Abortion Nearly Triples Breast Cancer Risk, New Study Finds
Story provided by LifeNews.com
A new study published by scientists who examined diabetes mellitus type 2, reproductive factors, and breast cancer found a statistically significant association showing a 2.86-fold increased breast cancer risk from one induced abortion.
The study, led by Lilit Khachatryan, included researchers from Johns Hopkins School of Public Health and the University of Pennsylvania. Khachatryan is from the Department of Public Health, American University of Armenia, Yerevan, Armenia; Robert Scharpfb is from the Johns Hopkins School of Public Health and Sarah Kagan is from the School of Nursing at the University of Pennsylvania.
The study, published in Taylor & Francis, also found that delaying a first full-term pregnancy, which is frequently done by women having abortions, also raises the breast cancer risk wheras giving birth resulted in a 64% reduced risk.
Khachatryan’s team reported a statistically significant 13% increased breast cancer risk for every one year delay of a first full term pregnancy (FFTP), with delayed FFTPs until ages 21-30 or after age 30 resulting in 2.21-fold and 4.95-fold increased risks respectively. On the other hand, women with FFTPs before age 20 did not see a comparable breast cancer risk.
They wrote: “Any birth was protective (adjusted OR = 0.36, 95% CI 0.20–0.66). Each year delay in first pregnancy increased risk (adjusted OR = 1.13, 95% CI 1.01–1.27) as did induced abortions (adjusted OR = 2.86, 95% CI 1.02–8.04).”
Karen Malec of the Coalition on Abortion/Breast Cancer said she is not surprised by the findings because, “Fifty-four of 67 epidemiological studies since 1957 report an abortion-breast cancer link (not counting biological and experimental evidence).”
The study was not without some problems, Malec said, as the authors only one severely criticized study (Melbye et al. 1997) to make a claim that they did not believe there was enough evidence to prove the abortion-breast cancer link. Although Melbye’s team found no overall increased risk, they reported a statistically significant 89% increased risk for those having abortions after 18 weeks gestation.
Malec also noted another problem.
“Khachatryan’s group cited recall bias as a possible limitation of their study, but tellingly provided no citations to support that claim. According to this hypothesis, the only reason that scientists find an ABC link is not because abortion really does raise risk. Rather, more women with breast cancer accurately report their past abortions than do healthy women,” she said.
“Similarly, authors of the Uzbekistan Health Examination Survey (which received financial and technical assistance through the US AID-funded MEASURE DHS+ program) said induced abortion is not negatively stigmatized in former Soviet states and that the collection of data is, therefore, successful,” she added.
“National Cancer Institute (NCI) branch chief Dr. Louise Brinton and her colleagues admitted in a 2009 study led by Jessica Dolle that abortion raises risk,” she said. “”They demonstrated that they know recall bias is a red herring used to prop up abortion.
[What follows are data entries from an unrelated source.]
PR #4139, opened 2020-05-15
mine block before epoch

acruikshank:
### Motivation

Our scheduling for block mining is a bit off. Miners are allowed to send blocks as soon as the epoch begins, which means they should mine the block in the previous epoch. Since mining requires parent blocks to arrive from other miners, we need a configurable propagation delay to trade off between waiting long enough for all the blocks to arrive and providing sufficient time to mine the block

We also had a problem where mining in the scheduler was run in a go routine. This would allow overlapping attempts to mine when the timing is off. This potentially causes a panic.

### Proposed changes

1. Schedule mining synchronously.
2. Add propagation delay parameter alongside related block delay parameter
3. Give chain clock ability to wait for epoch + propagation delay
4. Modify scheduler to wait for propagation delay, then fetch the head, then mine, then wait for the start of the target epoch, then send the block.
5. Fix some tests and remove others that are no longer relevant.

### DIFF
--- a/functional-tests/drand_test.go
+++ b/functional-tests/drand_test.go
@@ -21,6 +21,7 @@ func TestDrandPublic(t *testing.T) {
 	ctx := context.Background()
 	genTime := int64(1000000000)
 	blockTime := 30 * time.Second
+	propDelay := 6 * time.Second
 	// The clock is intentionally set some way ahead of the genesis time so the miner can produce
 	// catch-up blocks as quickly as possible.
 	fakeClock := clock.NewFake(time.Unix(genTime, 0).Add(4 * time.Hour))
@@ -29,7 +30,7 @@ func TestDrandPublic(t *testing.T) {
 	// Future code could decouple the whole setup.json from the presealed information.
 	genCfg := loadGenesisConfig(t, fixtureGenCfg())
 	seed := node.MakeChainSeed(t, genCfg)
-	chainClock := clock.NewChainClockFromClock(uint64(genTime), blockTime, fakeClock)
+	chainClock := clock.NewChainClockFromClock(uint64(genTime), blockTime, propDelay, fakeClock)
 
 	nd := makeNode(ctx, t, seed, chainClock, nil)
 
--- a/functional-tests/mining_chain_test.go
+++ b/functional-tests/mining_chain_test.go
@@ -5,28 +5,29 @@ import (
 	"testing"
 	"time"
 
-	"github.com/filecoin-project/go-filecoin/internal/app/go-filecoin/node/test"
-	"github.com/filecoin-project/go-filecoin/internal/pkg/consensus"
-	"github.com/filecoin-project/go-filecoin/internal/pkg/drand"
-	"github.com/filecoin-project/go-filecoin/internal/pkg/proofs"
-
 	"github.com/filecoin-project/specs-actors/actors/abi"
+	"github.com/filecoin-project/specs-actors/actors/builtin"
 	"github.com/stretchr/testify/require"
 	"gotest.tools/assert"
 
 	"github.com/filecoin-project/go-filecoin/internal/app/go-filecoin/node"
+	"github.com/filecoin-project/go-filecoin/internal/app/go-filecoin/node/test"
 	"github.com/filecoin-project/go-filecoin/internal/pkg/block"
 	"github.com/filecoin-project/go-filecoin/internal/pkg/clock"
+	"github.com/filecoin-project/go-filecoin/internal/pkg/consensus"
+	"github.com/filecoin-project/go-filecoin/internal/pkg/drand"
+	"github.com/filecoin-project/go-filecoin/internal/pkg/proofs"
 	th "github.com/filecoin-project/go-filecoin/internal/pkg/testhelpers"
 	tf "github.com/filecoin-project/go-filecoin/internal/pkg/testhelpers/testflags"
 )
+
+const defaultBlockTime = builtin.EpochDurationSeconds
+const defaultPropDelay = 6 * time.Second
 
 func TestSingleMiner(t *testing.T) {
 	tf.IntegrationTest(t)
 	ctx := context.Background()
 	genTime := int64(1000000000)
-	blockTime := 30 * time.Second
-	propDelay := 6 * time.Second
 	// The clock is intentionally set some way ahead of the genesis time so the miner can produce
 	// catch-up blocks as quickly as possible.
 	fakeClock := clock.NewFake(time.Unix(genTime, 0).Add(4 * time.Hour))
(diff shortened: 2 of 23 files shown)


functional-tests/mining_chain_test.go
```diff
@@ -26,6 +26,7 @@ func TestSingleMiner(t *testing.T) {
 	ctx := context.Background()
 	genTime := int64(1000000000)
 	blockTime := 30 * time.Second
+	propDelay := 6 * time.Second
```
ZenGround0, line 29: nit: it feels like we should be referencing constants throughout these tests.

internal/app/go-filecoin/node/block_propagate_test.go
```diff
@@ -213,7 +214,8 @@ func makeNodesBlockPropTests(t *testing.T, numNodes int) (address.Address, []*No
 	genTime := time.Unix(genUnixSeconds, 0)
 	fc := clock.NewFake(genTime)
 	blockTime := 30 * time.Second
-	c := clock.NewChainClockFromClock(1234567890, blockTime, fc)
+	propDelay := 5 * time.Second
```
ZenGround0, line 217: any reason to be inconsistent here?  if not the standard 6 would be a little simpler

internal/pkg/clock/chainclock.go
```diff
@@ -77,18 +86,34 @@ func (cc *chainClock) StartTimeOfEpoch(e abi.ChainEpoch) time.Time {
...
+	cc.waitForEpochOffset(ctx, e, 0)
+}
+
+// WaitForEpochPropDelay returns propDelay time after the start of the epoch, or when ctx is done.
+func (cc *chainClock) WaitForEpochPropDelay(ctx context.Context, e abi.ChainEpoch) {
+	cc.waitForEpochOffset(ctx, e, cc.propDelay)
+}
+
+// waitNextEpochOffset returns when time is offset past the start of the epoch, or ctx is done.
+func (cc *chainClock) waitForEpochOffset(ctx context.Context, e abi.ChainEpoch, offset time.Duration) {
```
ZenGround0, line 108: this interface and decomposition is very nice

internal/pkg/clock/chainclock.go
```diff
@@ -77,18 +86,34 @@ func (cc *chainClock) StartTimeOfEpoch(e abi.ChainEpoch) time.Time {
...
+	epochStart := cc.StartTimeOfEpoch(e).Add(offset)
```
ZenGround0, line 109: nit: the name is not exactly right int the case there is an offset.  Hard to think of a better one though.

internal/pkg/mining/scheduler.go
```diff
@@ -51,56 +61,77 @@ func (s *timingScheduler) Start(miningCtx context.Context) (<-chan Output, *sync
...
 }
 
-func (s *timingScheduler) mineLoop(miningCtx context.Context, outCh chan Output, doneWg *sync.WaitGroup) {
-	// mineLoop is the main event loop for the timing scheduler.  It waits for
-	// a new epoch to start, polls the heaviest head, includes the correct number
+func (s *timingScheduler) mineLoop(ctx context.Context, outCh chan Output) error {
+	mineCh := make(chan Output, 1)
+
+	// start on epoch boundary
+	targetEpoch := s.chainClock.WaitNextEpoch(ctx)
```
ZenGround0, line 79: Fine for now but it looks like this is not setup to handle mining block 1 during the genesis epoch.  Probably best to catch that edge case with work to do "catchup mining"

internal/pkg/mining/scheduler.go
```diff
@@ -51,56 +61,77 @@ func (s *timingScheduler) Start(miningCtx context.Context) (<-chan Output, *sync
...
+		// block time validation should prevent us from seeing a base height than we expect
+		if baseHeight >= targetEpoch {
+			log.Errorf("Scheduled target epoch %d is not greater than base height %d", targetEpoch, baseHeight)
+		}
+
+		// null count is the number of epochs between the one we are mining and the one now.
+		nullCount := uint64(targetEpoch-baseHeight) - 1
+
+		// mine now
+		s.worker.Mine(ctx, base, nullCount, mineCh)
```
ZenGround0, line 124: Since we are now synchronously calling `Mine` we should file an issue to just turn it into a regular function call and cut away all of non-idiomatic and verbose error handling.

ZenGround0:
@acruikshank another issue we should file for following up is simplifying the mine once code.  We can get rid of the bad error swallowing we uncovered a few weeks ago by abstracting out some pieces of this new scheduler.

functional-tests/drand_test.go
```diff
@@ -21,6 +21,7 @@ func TestDrandPublic(t *testing.T) {
 	ctx := context.Background()
 	genTime := int64(1000000000)
 	blockTime := 30 * time.Second
```
anorth, line 23: Since you're touching all these files, use `builtin.EpochDurationSeconds` ?

functional-tests/plege_sector_test.go
```diff
@@ -24,6 +24,7 @@ func TestMiningPledgeSector(t *testing.T) {
 
 	genTime := int64(1000000000)
 	blockTime := 1 * time.Second
+	propDelay := 200 * time.Millisecond
```
anorth, line 27: Hmm, this smells flaky. Given the fake clock I would be much happier if this were set to zero but everything still worked, meaning that the MineOnce underneath here didn't return until the block had been consumed and synced by the local node.

I guess we don't quite have the hookups to achieve that yet.

internal/pkg/clock/chainclock.go
```diff
@@ -26,22 +31,26 @@ type chainClock struct {
 	genesisTime time.Time
 	// The fixed time length of the epoch window
 	epochDuration time.Duration
+	// propDelay is the time between the start of the epoch and the start
+	// of mining to wait for parent blocks to arrive
```
anorth, line 35: "... the start of mining for the subsequent epoch"

internal/pkg/mining/scheduler.go
```diff
@@ -51,56 +61,77 @@ func (s *timingScheduler) Start(miningCtx context.Context) (<-chan Output, *sync
...
 	}()
 	s.isStarted = true
 
 	return outCh, &doneWg
 }
 
-func (s *timingScheduler) mineLoop(miningCtx context.Context, outCh chan Output, doneWg *sync.WaitGroup) {
-	// mineLoop is the main event loop for the timing scheduler.  It waits for
-	// a new epoch to start, polls the heaviest head, includes the correct number
+func (s *timingScheduler) mineLoop(ctx context.Context, outCh chan Output) error {
```
anorth, line 75: Just FYI I am hoping to get rid of this channel and replace it with a synchronous block consuming function.

internal/pkg/mining/scheduler.go
anorth: Yes please. Please follow up with this right away.

internal/pkg/mining/scheduler_test.go
```diff
@@ -17,33 +17,34 @@ import (
 	"github.com/filecoin-project/go-filecoin/internal/pkg/types"
 )
 
+const epochDuration = 1 * time.Second
```
anorth, line 20: With a fake clock we should be able to use long durations here but still ahve the test be fast. If that's not true, please mark as an integration test, and file an issue or follow up to make it true.

anorth:
Thanks. Please remind me to redeploy our interop mining node with this after it lands.

internal/pkg/mining/scheduler.go
acruikshank: #4145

After Brinton and the NCI told women during the agency’s 2003 workshop to disregard retrospective studies because they were flawed due to recall bias, Brinton and Jessica Dolle and their colleagues subsequently used supposedly “flawed” data from their group’s 1994 and 1996 studies for their 2009 study.”
She notes that Dr. Joel Brind, one of the world’s foremost researchers on abortion and breast cancer, says, “The recall bias argument has been repeatedly disproved in the literature.”
Brind concluded that Khachatryan’s team “did not-and perhaps were not allowed to-characterize their findings honestly in the politically correct atmosphere of the U.S. and Europe. The good news is that they were able to report their findings in a prominent peer-reviewed journal at all.”